THE TASK
Check each line of the listing for the string "bildgur". Copy those where it appears.

RECORDS
Issue #3755, opened 2016-12-08
Modules which need i18n


erikdesjardins:
If you want to work on translating any of these modules, just comment on this issue and a maintainer will mark it as taken!

### Basic translation (module descriptions, option descriptions):

- [ ] about.js
- [ ] accountSwitcher.js
- [ ] announcements.js
- [ ] backupAndRestore.js
- [ ] betteReddit.js
- [ ] commandLine.js
- [ ] commentDepth.js
- [ ] commentHidePersistor.js
- [ ] commentNavigator.js
- [ ] commentPreview.js
- [ ] commentStyle.js
- [ ] commentTools.js
- [ ] context.js
- [ ] contribute.js
- [ ] customToggles.js
- [ ] dashboard.js
- [ ] easterEgg.js
- [ ] filteReddit.js
- [ ] floater.js
- [ ] hideChildComments.js
- [ ] hover.js
- [ ] keyboardNav.js
- [ ] localDate.js
- [ ] logoLink.js
- [ ] menu.js
- [ ] messageMenu.js
- [ ] modhelper.js
- [ ] multiredditNavbar.js
- [ ] neverEndingReddit.js
- [ ] newCommentCount.js
- [ ] nightMode.js
- [ ] noParticipation.js
- [ ] notifications.js
- [ ] onboarding.js
- [ ] orangered.js
- [ ] pageNavigator.js
- [ ] presets.js
- [ ] profileNavigator.js
- [ ] quickMessage.js
- [ ] RESTips.js
- [ ] saveComments.js
- [ ] search.js
- [ ] searchHelper.js
- [ ] selectedEntry.js
- [ ] settingsConsole.js
- [ ] settingsNavigation.js
- [ ] showImages.js
- [ ] showKarma.js
- [ ] showParent.js
- [ ] singleClick.js
- [ ] sourceSnudown.js
- [ ] spamButton.js
- [ ] spoilerTags.js
- [ ] stylesheet.js
- [ ] styleTweaks.js
- [ ] submitHelper.js
- [ ] submitIssue.js
- [ ] subredditInfo.js
- [ ] subredditManager.js
- [ ] subredditTagger.js
- [ ] tableTools.js
- [ ] troubleshooter.js
- [ ] userbarHider.js
- [ ] userHighlight.js
- [ ] userInfo.js
- [ ] usernameHider.js
- [ ] userTagger.js
- [ ] version.js
- [ ] voteEnhancements.js
[...]

PR #3802, opened 2016-12-17
[i18n] Add option titles & descriptions in more modules

wojtekmaj:
#3755 

This also fixes the number of strings to translate which is currently at satanic number 666.


erikdesjardins:
Thanks!

(build failure is spurious)

Issue #3797, opened 2016-12-16
Add filterreddit (two R's) to SEO terms for filtereddit


andytuba:
https://www.reddit.com/r/RESAnnouncements/comments/5go2xd/announcement_res_v520_release/dba1rrj/

And for anyone watching, this is RES's internal settings search, not Google SEO.

wojtekmaj:
Consider it done :D

PR #3803, opened 2016-12-17
Searchable module & option keywords

wojtekmaj:
As suggested in #3797, added searchable module & option keywords.

As an example, you can now succesfully search for "filterreddit" and get "filteReddit" module, as well as for the phrase "remember" search will return "keepLoggedIn" option. How cool is that?

Also I've noticed a pattern in building searchable strings so I've split them into separate functions to avoid code duplication and unexpected behavior of search in case someone would change something just in one place.


andytuba:
Looks great! Thanks for quick implementation.

erikdesjardins:
Looks good, thanks!

(build failure is again spurious)

Issue #3800, opened 2016-12-16
Enable hardIgnore by default


andytuba:
https://en.reddit.com/r/Enhancement/comments/5irfcu/what_use_is_an_ignore_feature_if_its_not_going_to/

This complaint is a constant refrain.

PR #3804, opened 2016-12-17
Fixes Issue #3800 and adds support for #3755.

jakewilson:
This should be better

### DIFF
--- a/lib/modules/userTagger.js
+++ b/lib/modules/userTagger.js
@@ -50,7 +50,7 @@ module.options = {
 	*/
 	hardIgnore: {
 		type: 'boolean',
-		value: false,
+		value: true,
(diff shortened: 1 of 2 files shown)


lib/modules/userTagger.js
```diff
@@ -50,43 +50,43 @@ module.options = {
 	*/
 	hardIgnore: {
 		type: 'boolean',
-		value: false,
-		description: 'Completely remove links and comments posted by ignored users. If an ignored comment has replies, collapse it and hide its contents instead of removing it.',
+		value: true,
```
andytuba: @erikdesjardins We don't need a migration for this, right?

jakewilson:
I opened another PR using a branch other than master since it's better practice and less stress on my part.

PR #3805, opened 2016-12-17
Add autocomplete for wiki pages of current subreddit

### LINKED ISSUE #3785: /w/ autosuggest wiki pages (a la /r/...)
https://www.reddit.com/r/ideasfortheadmins/comments/5i2i94/comments_with_the_word_wiki_should_be_autosuggest/

https://www.reddit.com/r/Enhancement/comments/5i73k5/feature_request_comments_with_the_word_wiki/

I know I'd love this for the res support subreddits..

wojtekmaj:
I've added a feature (requested in #3785) that enables the users to get autocomplete for wiki pages belonging to the subreddit they are currently on.

image

It works similarly to /r/ and /u/ autocomplete. For example, typing `/wiki/bette` on /r/Enhancement will result in `/index/ui/betteReddit` being suggested. If the user wants to link other's subreddit's wiki, they can write `/r/subredditname/wiki/...` to get the result from this wiki. 

As links to wiki are working in a slightly more complicated way than `/r/...` and `/u/...` links (plain /wiki/ won't work without prepending subreddit link), along with autosuggest item "shortLabel" (the one being displayed), I now pass url in `data-label` attribute.

It is then sent to a function that pastes autosuggestion into an input field. This function, given label, will completely replace autosuggest-triggering phrase, and in other cases will behave like it always used to.

In our case, the final result of this autosuggestion will be: 
`/r/Enhancement/wiki/index/ui/bettereddit`.

Enjoy!

Edit(@erikdesjardins): fixes #3785

### DIFF
--- a/lib/modules/commentTools.js
+++ b/lib/modules/commentTools.js
@@ -10,6 +10,7 @@ import {
 	Thing,
 	checkKeysForEvent,
 	click,
+	currentSubreddit,
 	escapeHTML,
 	isPageType,
 	loggedInUser,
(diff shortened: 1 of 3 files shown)


wojtekmaj:
Phew! It appears everything works as I wanted it to, but it needs quite a bit of testing and I think I'd need some assistance with flow checks.

erikdesjardins:
Great, thanks! Sorry about the delay

PR #4056, opened 2017-02-22
Replace mustache templates with template strings

erikdesjardins:
For easier i18n, typechecking, and (ostensibly) simplicity.

~~Not sure if I'm happy with this yet.~~


lib/modules/filteReddit/Filter.js
```diff
@@ -56,7 +55,11 @@ export default class Filter<Parsed: { [key: any]: any }> {
 	}
 
 	createElement() {
-		this.element = $(filterlineFilterTemplate(this))[0];
+		this.element = $(`
```
andytuba: Maybe we should have a `module.utils.html(markup: string)` that abstracts away `$(markup)[0]`? We could probably even skip jQuery (unless it adds security) with something like `x = document.createDocumentFragment(); x.innerHTML = markup; return x`

andytuba:
I'd be in favor of replacing mustache templates with native templates. Handlebars certainly provides  some niceties, but sometimes the syntax is more confusing than `${vanillaJavascript}`.

erikdesjardins:
Yeah, it'll default to escaping interpolated strings by default, then you can mark strings as safe (like Handlebars' triple brace) with `string.safe`

PR #4059, opened 2017-02-22
[very experimental] webpack-rollup-loader

erikdesjardins:
This unholy abomination sandwiches Rollup scope hoisting and tree shaking between Webpack bundling and module resolution. But it makes bundles smaller and init faster.


erikdesjardins:
This probably won't be feasible for a while (if ever), so I'm closing this for now.

PR #4060, opened 2017-02-22
Move translations to background page; cache on foreground in localStorage

erikdesjardins:
This eliminates the effect of translations on bundle size (and hence parse/compile performance), at the cost of slow init on the first (ever) pageload on each domain or when switching languages.

Each dictionary is 64-100k, so we have quite a bit of localStorage headroom.

### DIFF
--- a/.flowconfig
+++ b/.flowconfig
@@ -12,7 +12,7 @@
 [options]
 module.use_strict=true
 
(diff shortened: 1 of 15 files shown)


erikdesjardins:
Build failure is due to coverage reporting, presumably due to AWS and recent (possibly unrelated) Travis issues

PR #4061, opened 2017-02-22
filter expando: Update reference to getEntryExpando

larsjohnsen:


erikdesjardins:
Sorry about that, should have looked for more usages when updating the old branch :/

PR #4066, opened 2017-02-23
keyboardNav: Don't restrict linkAnnotations to comments	

larsjohnsen:
Tested on all page types that SelectedEntry runs on.


erikdesjardins:
Another coverage-only failure due to Travis/Coveralls infra issues (still s3?)

PR #4067, opened 2017-02-23
fixHideLinks: Option for hiding link instantaneously

larsjohnsen:


andytuba:
Even faster than reddit itself! :rocket:

PR #4074, opened 2017-02-26
Wikipedia: Fix fragment and schemeless links

larsjohnsen:
Fixes

https://www.reddit.com/r/RESissues/comments/5vjshc/bug_links_to_anchors_in_wikipedia_expandos/
https://www.reddit.com/r/RESissues/comments/5uk8y8/bug_geohack_links_broken_in_wikipedia_expandos/

### DIFF
--- a/lib/modules/hosts/wikipedia.js
+++ b/lib/modules/hosts/wikipedia.js
@@ -55,8 +55,8 @@ export default new Host('wikipedia', {
 		const $wikiData = $('<div>', { html: data.parse.text['*'] });
 		// Remove unwanted sections
 		$wikiData.find('.metadata, .hatnote, .mw-editsection, .reference, .references').remove();
-		// Make all relative links direct
-		$wikiData.find('a[href^="/"]').attr('href', (i, old) => `https://${language}.wikipedia.org${old}`);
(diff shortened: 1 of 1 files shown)


lib/modules/hosts/wikipedia.js
```diff
@@ -56,7 +56,12 @@ export default new Host('wikipedia', {
 		// Remove unwanted sections
 		$wikiData.find('.metadata, .hatnote, .mw-editsection, .reference, .references').remove();
 		// Make all relative links direct
-		$wikiData.find('a[href^="/"]').attr('href', (i, old) => `https://${language}.wikipedia.org${old}`);
+		$wikiData.find('a')
```
erikdesjardins: The [URL constructor](https://developer.mozilla.org/en/docs/Web/API/URL/URL) is likely what we need here, e.g. ```new URL(old, `https://${language}.wikipedia.org/wiki/${article}`).href```; it can resolve any url relative to a base URL

larsjohnsen: Appears to be a much better solution, thanks.

erikdesjardins:
Thanks!

PR #4078, opened 2017-02-27
voteEnhancements: remove misleading post vote estimation

erikdesjardins:
image

~~Since the uncertainty becomes extreme as the upvote percentage approaches 50%.~~

Edit: Actually, that still appears to have an unwarranted amount of precision.

We know that the one post had ~12k points and 51% upvotes indicated, but only ~50k votes overall. This means either upvotes are weighted ~1.5x higher than downvotes or upvote percentage is skewed by ~10% (probably a combination of both).

Either way, trying to calculate vote totals could definitely be called "misleading", even for posts with a more usual vote percentage. (They're so far from the real vote counts that no remotely accurate conclusions can be drawn.)

So we're just going to remove them.

### DIFF
--- a/locales/locales/en.json
+++ b/locales/locales/en.json
@@ -2420,24 +2420,6 @@
 		"message": "your votes for $1: $2",
 		"description": "As in `your votes for username: 42`"
 	},
-	"voteEnhancementsUpvote": {
-		"message": "upvote"
-	},
-	"voteEnhancementsUpvotes": {
-		"message": "upvotes"
-	},
-	"voteEnhancementsDownvote": {
-		"message": "downvote"
-	},
-	"voteEnhancementsDownvotes": {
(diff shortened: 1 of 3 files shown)


locales/locales/en.json
```diff
@@ -2390,6 +2390,9 @@
 		"message": "your votes for $1: $2",
 		"description": "As in `your votes for username: 42`"
 	},
+	"voteEnhancementsEstimated": {
+		"message": "±$1 (estimated from fuzzed score and upvote percentage)"
```
erikdesjardins: This could imply greater precision than there actually is, should I change it to `± >1234 ...` or similar?

andytuba: I'd opt for the numeral approach.

andytuba:
👍

PR #4080, opened 2017-02-28
Beam Mediahost

BenMcGarry:


lib/modules/hosts/beam.js
```diff
@@ -0,0 +1,19 @@
+/* @flow */
+
+import { Host } from '../../core/host';
+
+export default new Host('beam', {
+	name: 'Beam',
+	domains: ['beam.pro'],
+	logo: 'https://beam.pro/_latest/assets/favicons/favicon-32x32.png',
+	detect: ({ pathname }) => (/(\w+)$/).exec(pathname),
```
erikdesjardins: Can be `/^\/(\w+)$/` since the pathname includes the leading slash (`'/stream_name'`)

BenMcGarry:
No autoplay param at this time but coming soon.

PR #4081, opened 2017-03-01
Addiere bildgur Unterstuetzung

dasJ:


erikdesjardins:
What is the use-case for bildgur.de instead of imgur.com?

AFAICT it redirects to imgur without proxying--in which case it's merely a link obfuscator, which doesn't seem like something we want to support.

dasJ:
Yes, it already works, sorry. I was mistaken

Issue #3919, opened 2017-01-22
Edge bugs with arrow function destructuring


BenMcGarry:
Revisit at Creators to see if issue has been resolved to reverse commit ~~#3918~~ #4102

External Reference: https://github.com/Microsoft/ChakraCore/issues/2401 and https://github.com/Microsoft/ChakraCore/issues/2606

BenMcGarry:
https://github.com/honestbleeps/Reddit-Enhancement-Suite/blob/93fec936a1da5cca5403586b1f0229c1cf17ec60/lib/utils/alert.js#L43 Use before Dec

BenMcGarry:
@erikdesjardins Looks like this has been resolved on 16237

erikdesjardins:
Alright, I'll add it to a milestone and we'll keep pushing it back until Edge 16 is stable

BenMcGarry:
Edge 16 has October 17th release.

BenMcGarry:
#4102 can now be reversed.

PR #4102, opened 2017-03-07
Switch to a targeted workaround for Chakra "use before declaration" bug

erikdesjardins:
Part of #3919, reverts #3918 (in practice, but not in spirit)


BenMcGarry:
Ref Microsoft/ChakraCore#2606

PR #4107, opened 2017-03-08
userHighlight: change highlight color when collapsed

lhofmann:
This fixes a bug in userHighlight, where collapsed posts were still showing the highlighted color instead of gray. 
Originally, the selector used was `.tagline .collapsed`, when it should be `.collapsed .tagline`.

I also refactored a small part of the code.


erikdesjardins:
Looks good, thanks!

PR #829, opened 2020-05-01
Adds support for OpenAPI3 export from sysl

cuminandpaprika:
This PR adds an OpenAPI3 exporter which offers partial support for the OpenAPI3 Spec. 

Checkout this branch and test it using 
`dist/sysl export -f openapi3 pkg/exporter/test-data/openapi3/petstore.sysl  `

Currently, supports conversion of sysl endpoints, parameters(header,body,path,query), response types and type definitions.
Also supports population of the Info and Server objects from defined attributes in the sysl file.

Limitations include:
- Only `application/json` is supported
- No support for Discriminator Objects https://github.com/OAI/OpenAPI-Specification/blob/master/versions/3.0.0.md#discriminatorObject
- No support for Security Objects https://github.com/OAI/OpenAPI-Specification/blob/master/versions/3.0.0.md#security-scheme-object
- No support for the License Object https://github.com/OAI/OpenAPI-Specification/blob/master/versions/3.0.0.md#licenseObject
- No support for Callbacks https://github.com/OAI/OpenAPI-Specification/blob/master/versions/3.0.0.md#callbackObject
- No support for Links https://github.com/OAI/OpenAPI-Specification/blob/master/versions/3.0.0.md#linkObject

The majority of these limitations are due to the lack of corresponding representations in Sysl.

- Add openapi3 support to exporter
- Allow swagger or openapi2 to be used for mode flags
- Fix issue with query parameter reference parsing
- Add details to language spec in regards to parameters and return types

Checklist:
- [x] Added related tests


pkg/exporter/openapi3_test.go
```diff
@@ -0,0 +1,165 @@
...
+	exporter := MakeOpenAPI3Exporter(simpleApps, &logrus.Logger{})
+	err := exporter.Export()
+	assert.NoError(t, err)
+	limitRequired := exporter.openapi3["TestApp"].Paths["/pets"].Get.Parameters.GetByInAndName("query", "limit").Required
+	assert.False(t, limitRequired)
+}
+
+func TestMapEnums(t *testing.T) {
+	simpleApps := map[string]*syslwrapper.App{
+		"TestApp": {
```
joshcarp, line 123: I like the idea of this, but I think it might be a little cleaner if you could just make an app/module directly from a string; currently you need to pass a file system in

docs/website/content/docs/language.md
```diff
@@ -37,6 +37,49 @@ Notes about sysl syntax:
   - All lines after `:` should be indented. The only exception to this rule is when you want to use the shortcut `...`.
   - The `...` (aka shortcut) means that we don't have enough details yet to describe how this endpoint behaves. Sysl allows you to take an iterative approach in documenting the behaviour. You add more as you know more.
 
+### Application Names
```
joshcarp, line 40: This isn't openAPI?

pkg/exporter/openapi3.go
```diff
@@ -0,0 +1,223 @@
...
+			operation.AddResponse(parseResponseCode(value.Name), response)
+		}
+
+		spec.AddOperation(path, method, operation)
+	}
+
+	// err := spec.Validate(context.Background())
+	// if err != nil {
+	// 	panic(err)
+	// }
```
joshcarp, line 138: comment

cuminandpaprika: Thanks, will clean this up

docs/website/content/docs/language.md
cuminandpaprika: Ahh, yeah some of these docs are related to how to define an application in Sysl so that they can be exported to Openapi3. Happy to move this to another PR if needed

pkg/exporter/openapi3_test.go
cuminandpaprika: Sounds good, will make a utility function for that in a future PR

cuminandpaprika:
> Lots of files there that don't look to be openapi related

Fixed up the comment, there's a bit of moving of test files around, and a bugfix in the sysl parser for path parameters, should be a lot clearer if you review commit by commit, rather than all changes at once (sorry should have put that in the PR description)

PR #831, opened 2020-05-04
Fixes an issue with set and table support in syslwrapper

cuminandpaprika:
Changes proposed:

- Add support for set in responses and type definitions
- Add basic support for relation type in sysl type definitions

Checklist:
- [x] Added related tests

### DIFF
--- a/pkg/syslwrapper/app.go
+++ b/pkg/syslwrapper/app.go
@@ -165,14 +165,14 @@ func (am *AppMapper) mapResponse(stmt []*sysl.Statement, appName string) map[str
 			Type: returnType,
 		}
 	}
-
 	return responseTypes
 }
 
 // Checks if the return value is a complex type such as sequence of string
 func (am *AppMapper) mapReturnType(retValue string, appName string) *Type {
 	var returnType *Type
-	if strings.Contains(retValue, "sequence of ") {
+	switch {
+	case strings.Contains(retValue, "sequence of "):
 		listType := strings.Replace(retValue, "sequence of ", "", 1)
 		returnType = &Type{
 			Type: "list",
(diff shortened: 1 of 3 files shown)


pkg/syslwrapper/app.go
```diff
@@ -96,7 +96,9 @@ func (am *AppMapper) IndexTypes() map[string]*sysl.Type {
 func (am *AppMapper) ConvertTypes() map[string]*Type {
 	simpleTypes := make(map[string]*Type)
 	for typeName, syslType := range am.Types {
-		simpleTypes[typeName] = am.MapType(syslType)
+		if am.MapType(syslType) != nil {
+			simpleTypes[typeName] = am.MapType(syslType)
```
ashwinsajiv, line 100: Can this -am.MapType(syslType) be stored in a meaningful name? So can be made like -
if meaningfulName := am.MapType(syslType); meaningfulName != nil {
        simpleTypes[typeName] = meaningfulName
}

pkg/syslwrapper/app.go
```diff
@@ -121,7 +123,9 @@ func (am *AppMapper) mapAttributes(attributes map[string]*sysl.Attribute) map[st
 func (am *AppMapper) mapTypes(appName string, syslTypes map[string]*sysl.Type) map[string]*Type {
 	simpleTypes := make(map[string]*Type, 15)
 	for typeName := range syslTypes {
-		simpleTypes[typeName] = am.MapType(am.Types[appName+":"+typeName])
+		if am.MapType(am.Types[appName+":"+typeName]) != nil {
+			simpleTypes[typeName] = am.MapType(am.Types[appName+":"+typeName])
```
ashwinsajiv, line 127: Similar changes to this

pkg/syslwrapper/app.go
cuminandpaprika: Yup, agreed, can definitely do that

pkg/syslwrapper/app.go
cuminandpaprika: No worries, will do!

cuminandpaprika: Fixed up in https://github.com/anz-bank/sysl/pull/831/commits/49670ff4551670504b4e47b555a6e4b429979239

pkg/syslwrapper/app.go
cuminandpaprika: Fixed up in https://github.com/anz-bank/sysl/pull/831/commits/49670ff4551670504b4e47b555a6e4b429979239

PR #837, opened 2020-05-06
add go mod init check before go get

ChloePlanet:
- check go.mod before go get
- reverse the go get direction
- add `-u` to `go get`

Checklist:
- [x] Added related tests


pkg/mod/fs_test.go
```diff
@@ -38,68 +40,84 @@ func TestOpenLocalFile(t *testing.T) {
...
+	_, err := fs.Create("go.mod")
+	assert.NoError(t, err)
+	defer removeFile(t, fs, "go.mod")
 
 	filename := "github.com/anz-bank/sysl/demo/examples/Modules/deps.sysl"
 	_, memfs := syslutil.WriteToMemOverlayFs("/")
-	fs := NewFs(memfs, "")
-	f, err := fs.Open(filename)
+	mfs := NewFs(memfs, "")
+	f, err := mfs.Open(filename)
```
marcelocantos, line 63: nit: There's a lot of common structure between these tests. It might be worth seeing if there's a clean refactoring.

pkg/mod/gomod.go
```diff
@@ -22,23 +21,26 @@ type goModule struct {
 }
 
 func goGetByFilepath(filename string) error {
-	dir := filepath.Dir(filename)
-	re := regexp.MustCompile(`^\.|\.\.|/$`)
+	names := strings.Split(filename, "/")
+	if len(names) > 0 {
```
marcelocantos, line 25: nit: Fold into previous line.

pkg/mod/gomod.go
```diff
@@ -22,23 +21,26 @@ type goModule struct {
...
+		gogetPath := names[0]
+
+		for i := 1; i < len(names); i++ {
```
marcelocantos, line 28:
```suggestion
		for _, name := range names[1:] {
```

pkg/mod/gomod.go
```diff
@@ -22,23 +21,26 @@ type goModule struct {
...
+			if err == nil {
+				return nil
+			}
+			logrus.Debugf("go get %s error: %s\n", gogetPath, err.Error())
 
-	for !re.MatchString(dir) {
-		err := goGet(dir)
-		if err == nil {
-			return nil
+			gogetPath = path.Join(gogetPath, names[i])
```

SOLUTION BELOW
Addiere bildgur Unterstuetzung
What is the use-case for bildgur.de instead of imgur.com?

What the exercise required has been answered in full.